* **What this task involves**: From the line containing "using the cache." through the final line of the records, reproduce every line exactly.

Records for this task section start

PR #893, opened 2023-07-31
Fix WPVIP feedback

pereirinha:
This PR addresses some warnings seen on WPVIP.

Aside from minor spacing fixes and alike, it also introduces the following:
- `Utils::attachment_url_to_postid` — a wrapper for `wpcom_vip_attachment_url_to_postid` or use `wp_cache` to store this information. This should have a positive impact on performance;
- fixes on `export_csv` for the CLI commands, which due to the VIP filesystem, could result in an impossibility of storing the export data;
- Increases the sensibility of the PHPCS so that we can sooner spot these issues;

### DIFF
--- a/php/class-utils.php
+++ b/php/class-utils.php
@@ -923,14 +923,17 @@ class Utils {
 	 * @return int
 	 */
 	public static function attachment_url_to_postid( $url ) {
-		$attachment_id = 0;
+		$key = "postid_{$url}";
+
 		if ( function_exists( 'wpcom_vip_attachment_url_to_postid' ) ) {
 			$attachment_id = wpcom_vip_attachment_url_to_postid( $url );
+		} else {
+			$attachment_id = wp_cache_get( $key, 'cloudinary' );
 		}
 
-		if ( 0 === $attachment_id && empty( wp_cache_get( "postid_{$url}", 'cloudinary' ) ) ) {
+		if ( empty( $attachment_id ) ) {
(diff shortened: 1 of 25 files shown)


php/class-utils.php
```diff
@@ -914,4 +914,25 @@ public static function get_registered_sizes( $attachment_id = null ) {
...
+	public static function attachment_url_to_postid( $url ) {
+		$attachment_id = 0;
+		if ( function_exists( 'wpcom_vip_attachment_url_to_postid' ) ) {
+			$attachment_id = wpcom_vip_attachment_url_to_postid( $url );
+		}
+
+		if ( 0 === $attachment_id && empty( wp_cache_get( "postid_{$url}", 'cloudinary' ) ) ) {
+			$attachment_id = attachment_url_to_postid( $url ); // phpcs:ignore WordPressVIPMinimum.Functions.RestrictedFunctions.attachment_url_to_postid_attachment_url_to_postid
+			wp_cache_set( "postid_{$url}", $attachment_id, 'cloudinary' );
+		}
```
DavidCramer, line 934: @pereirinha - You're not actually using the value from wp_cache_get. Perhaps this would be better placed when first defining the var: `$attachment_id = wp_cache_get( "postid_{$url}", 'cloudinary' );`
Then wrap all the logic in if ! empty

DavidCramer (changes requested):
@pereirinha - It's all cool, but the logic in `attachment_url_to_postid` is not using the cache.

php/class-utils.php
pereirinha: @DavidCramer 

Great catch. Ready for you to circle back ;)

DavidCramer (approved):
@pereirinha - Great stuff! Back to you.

Records for this task section end

* **Solution to this task**:
@pereirinha - It's all cool, but the logic in `attachment_url_to_postid` is not using the cache.

php/class-utils.php
pereirinha: @DavidCramer 

Great catch. Ready for you to circle back ;)

DavidCramer (approved):
@pereirinha - Great stuff! Back to you.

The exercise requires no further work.